▶ _Task requirements_
Should the word "RealAI" occur in a line of the records, copy that line.

--- START ---

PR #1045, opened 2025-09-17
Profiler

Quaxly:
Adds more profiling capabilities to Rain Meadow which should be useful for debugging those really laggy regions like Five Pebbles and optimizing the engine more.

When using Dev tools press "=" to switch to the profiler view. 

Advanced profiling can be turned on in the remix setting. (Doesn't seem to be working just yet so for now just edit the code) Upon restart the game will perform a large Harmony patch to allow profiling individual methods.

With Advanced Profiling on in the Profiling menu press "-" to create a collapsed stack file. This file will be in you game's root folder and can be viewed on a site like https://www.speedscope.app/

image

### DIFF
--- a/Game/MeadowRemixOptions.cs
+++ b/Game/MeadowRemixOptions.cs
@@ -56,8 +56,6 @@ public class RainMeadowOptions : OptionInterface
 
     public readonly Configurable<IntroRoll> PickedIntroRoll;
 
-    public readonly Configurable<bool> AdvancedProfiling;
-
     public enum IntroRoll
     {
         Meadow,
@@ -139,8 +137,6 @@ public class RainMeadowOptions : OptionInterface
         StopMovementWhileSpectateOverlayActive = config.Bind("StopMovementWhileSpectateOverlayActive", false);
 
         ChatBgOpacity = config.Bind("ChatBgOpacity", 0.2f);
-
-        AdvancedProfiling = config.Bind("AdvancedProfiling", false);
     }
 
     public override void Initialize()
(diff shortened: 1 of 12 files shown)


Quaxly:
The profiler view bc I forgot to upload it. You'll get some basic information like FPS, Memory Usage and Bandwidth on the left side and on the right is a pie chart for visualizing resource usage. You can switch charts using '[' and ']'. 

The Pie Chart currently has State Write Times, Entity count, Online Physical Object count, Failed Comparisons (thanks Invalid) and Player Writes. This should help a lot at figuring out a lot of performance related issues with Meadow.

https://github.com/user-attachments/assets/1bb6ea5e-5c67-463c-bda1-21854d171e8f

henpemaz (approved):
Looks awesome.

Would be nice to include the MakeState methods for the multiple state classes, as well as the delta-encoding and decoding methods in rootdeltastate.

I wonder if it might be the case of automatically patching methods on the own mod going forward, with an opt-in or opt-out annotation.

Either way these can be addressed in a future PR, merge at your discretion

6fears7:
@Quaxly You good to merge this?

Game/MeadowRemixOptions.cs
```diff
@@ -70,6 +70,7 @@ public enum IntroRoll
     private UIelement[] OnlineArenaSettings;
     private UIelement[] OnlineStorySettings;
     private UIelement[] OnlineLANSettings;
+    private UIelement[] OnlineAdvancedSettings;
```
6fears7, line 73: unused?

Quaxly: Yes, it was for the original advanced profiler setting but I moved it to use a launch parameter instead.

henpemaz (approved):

--- END ---
--- START ---

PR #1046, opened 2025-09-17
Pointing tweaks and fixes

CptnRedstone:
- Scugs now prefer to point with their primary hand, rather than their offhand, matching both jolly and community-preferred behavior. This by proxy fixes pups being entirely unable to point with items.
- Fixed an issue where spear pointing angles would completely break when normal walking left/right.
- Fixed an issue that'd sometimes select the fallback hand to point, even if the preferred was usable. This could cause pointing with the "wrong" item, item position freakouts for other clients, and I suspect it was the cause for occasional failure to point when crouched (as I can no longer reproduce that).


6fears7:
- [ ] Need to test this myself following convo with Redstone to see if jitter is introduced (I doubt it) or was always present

--- END ---
--- START ---

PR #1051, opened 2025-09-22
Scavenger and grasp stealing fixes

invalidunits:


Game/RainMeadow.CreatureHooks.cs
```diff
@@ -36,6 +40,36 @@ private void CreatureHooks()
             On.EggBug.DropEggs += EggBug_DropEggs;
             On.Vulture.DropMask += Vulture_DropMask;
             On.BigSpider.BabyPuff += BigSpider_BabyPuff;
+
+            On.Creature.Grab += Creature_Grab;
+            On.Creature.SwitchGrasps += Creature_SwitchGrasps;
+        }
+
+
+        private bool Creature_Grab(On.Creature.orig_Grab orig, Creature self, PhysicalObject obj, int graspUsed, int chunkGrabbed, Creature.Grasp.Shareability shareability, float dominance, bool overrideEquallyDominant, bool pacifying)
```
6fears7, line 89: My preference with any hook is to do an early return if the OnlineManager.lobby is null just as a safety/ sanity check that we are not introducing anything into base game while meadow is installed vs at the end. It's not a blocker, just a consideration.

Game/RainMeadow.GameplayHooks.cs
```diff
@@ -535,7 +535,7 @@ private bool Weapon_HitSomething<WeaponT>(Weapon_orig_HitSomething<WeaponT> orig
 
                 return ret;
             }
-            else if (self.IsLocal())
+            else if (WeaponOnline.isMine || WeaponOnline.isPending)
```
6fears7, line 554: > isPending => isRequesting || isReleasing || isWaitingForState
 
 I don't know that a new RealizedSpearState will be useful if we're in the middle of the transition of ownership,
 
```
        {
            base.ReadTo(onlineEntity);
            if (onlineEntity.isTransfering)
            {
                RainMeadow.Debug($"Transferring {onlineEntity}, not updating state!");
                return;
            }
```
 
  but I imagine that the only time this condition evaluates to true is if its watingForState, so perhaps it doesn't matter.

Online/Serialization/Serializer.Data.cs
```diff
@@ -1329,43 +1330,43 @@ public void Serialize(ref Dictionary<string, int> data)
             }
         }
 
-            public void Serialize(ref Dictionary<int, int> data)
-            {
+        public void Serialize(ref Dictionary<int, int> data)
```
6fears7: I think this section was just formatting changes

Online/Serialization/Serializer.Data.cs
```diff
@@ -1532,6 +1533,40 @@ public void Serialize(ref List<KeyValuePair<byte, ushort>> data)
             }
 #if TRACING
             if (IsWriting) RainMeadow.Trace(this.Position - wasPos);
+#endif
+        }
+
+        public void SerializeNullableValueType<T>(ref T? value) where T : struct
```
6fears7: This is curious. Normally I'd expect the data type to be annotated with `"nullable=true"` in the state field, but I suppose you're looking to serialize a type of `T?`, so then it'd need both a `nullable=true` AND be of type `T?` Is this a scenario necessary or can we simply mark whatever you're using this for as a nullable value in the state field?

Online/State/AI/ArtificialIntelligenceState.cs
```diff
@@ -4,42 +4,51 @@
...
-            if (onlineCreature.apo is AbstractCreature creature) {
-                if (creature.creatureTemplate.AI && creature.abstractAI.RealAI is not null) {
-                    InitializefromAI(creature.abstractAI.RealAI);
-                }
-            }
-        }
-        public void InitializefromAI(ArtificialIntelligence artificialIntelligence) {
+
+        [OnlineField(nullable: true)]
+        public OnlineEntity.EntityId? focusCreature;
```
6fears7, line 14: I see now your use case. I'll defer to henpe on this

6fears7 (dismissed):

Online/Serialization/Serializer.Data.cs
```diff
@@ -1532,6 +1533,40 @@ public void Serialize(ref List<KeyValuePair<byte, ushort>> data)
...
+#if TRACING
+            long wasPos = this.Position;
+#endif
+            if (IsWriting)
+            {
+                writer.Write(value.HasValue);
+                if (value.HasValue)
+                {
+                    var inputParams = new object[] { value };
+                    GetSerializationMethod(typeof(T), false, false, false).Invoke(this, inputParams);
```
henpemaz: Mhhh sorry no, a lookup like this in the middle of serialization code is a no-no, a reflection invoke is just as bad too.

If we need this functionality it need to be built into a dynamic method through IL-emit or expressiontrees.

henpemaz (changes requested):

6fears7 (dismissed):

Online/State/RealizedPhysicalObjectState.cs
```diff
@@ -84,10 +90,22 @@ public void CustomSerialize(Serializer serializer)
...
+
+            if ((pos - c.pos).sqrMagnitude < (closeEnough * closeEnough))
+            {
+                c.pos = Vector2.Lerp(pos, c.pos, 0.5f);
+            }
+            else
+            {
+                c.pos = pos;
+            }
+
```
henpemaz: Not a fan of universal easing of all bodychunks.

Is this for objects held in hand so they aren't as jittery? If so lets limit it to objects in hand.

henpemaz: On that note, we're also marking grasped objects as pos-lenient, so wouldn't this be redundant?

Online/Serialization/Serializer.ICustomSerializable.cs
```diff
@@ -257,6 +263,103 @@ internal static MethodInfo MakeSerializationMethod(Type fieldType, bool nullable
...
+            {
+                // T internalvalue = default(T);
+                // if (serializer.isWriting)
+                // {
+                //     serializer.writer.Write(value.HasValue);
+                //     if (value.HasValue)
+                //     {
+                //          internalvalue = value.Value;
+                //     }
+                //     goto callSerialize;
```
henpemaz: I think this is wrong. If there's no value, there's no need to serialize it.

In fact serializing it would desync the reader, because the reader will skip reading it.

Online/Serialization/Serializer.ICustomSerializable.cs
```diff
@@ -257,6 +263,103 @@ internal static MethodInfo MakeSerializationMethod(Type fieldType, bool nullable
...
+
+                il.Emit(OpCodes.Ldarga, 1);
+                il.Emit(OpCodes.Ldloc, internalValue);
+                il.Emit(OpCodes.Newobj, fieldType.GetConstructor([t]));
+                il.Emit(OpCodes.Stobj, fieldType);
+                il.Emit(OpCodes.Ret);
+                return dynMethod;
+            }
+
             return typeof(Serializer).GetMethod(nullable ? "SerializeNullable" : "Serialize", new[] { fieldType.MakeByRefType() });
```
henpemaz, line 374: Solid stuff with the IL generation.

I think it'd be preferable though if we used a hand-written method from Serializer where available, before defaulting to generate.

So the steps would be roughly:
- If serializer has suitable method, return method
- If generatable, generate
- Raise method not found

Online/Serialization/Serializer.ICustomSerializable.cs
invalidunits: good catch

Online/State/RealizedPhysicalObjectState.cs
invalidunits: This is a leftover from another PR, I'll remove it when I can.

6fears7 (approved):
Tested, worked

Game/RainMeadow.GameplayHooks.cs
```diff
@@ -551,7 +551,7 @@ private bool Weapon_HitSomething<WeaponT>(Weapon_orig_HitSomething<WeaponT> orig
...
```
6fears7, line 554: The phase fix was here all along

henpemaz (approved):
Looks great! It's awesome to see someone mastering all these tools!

--- END ---

▶ _Answer section_
-                if (creature.creatureTemplate.AI && creature.abstractAI.RealAI is not null) {
-                    InitializefromAI(creature.abstractAI.RealAI);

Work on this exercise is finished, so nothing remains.